• **Exercise instructions**: Reproduce only the stretch of entries below that begins at the first line and ends at the line holding "When dealing with".

Dataset records Start Marker

PR #996, opened 2022-04-12
[QT] Proposed fix for (one type of) force_return errors

codeofalltrades:
## Issue

When dealing with some orphan transactions, some addresses aren't in the address map, and so when we look them up we get an invalid return value to indicate we didn't find it. 

## Fix

Verify the address is valid before trying to get the boost value.

## Tested

Windows 10 testnet wallet.


WetOne (approved):

WetOne:
utACK 1c07fe1f3a8fdede697edc16fca74d620f0ff53e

Dataset records End Marker

• **Solved problem**:
PR #996, opened 2022-04-12
[QT] Proposed fix for (one type of) force_return errors

codeofalltrades:
## Issue

When dealing with some orphan transactions, some addresses aren't in the address map, and so when we look them up we get an invalid return value to indicate we didn't find it. 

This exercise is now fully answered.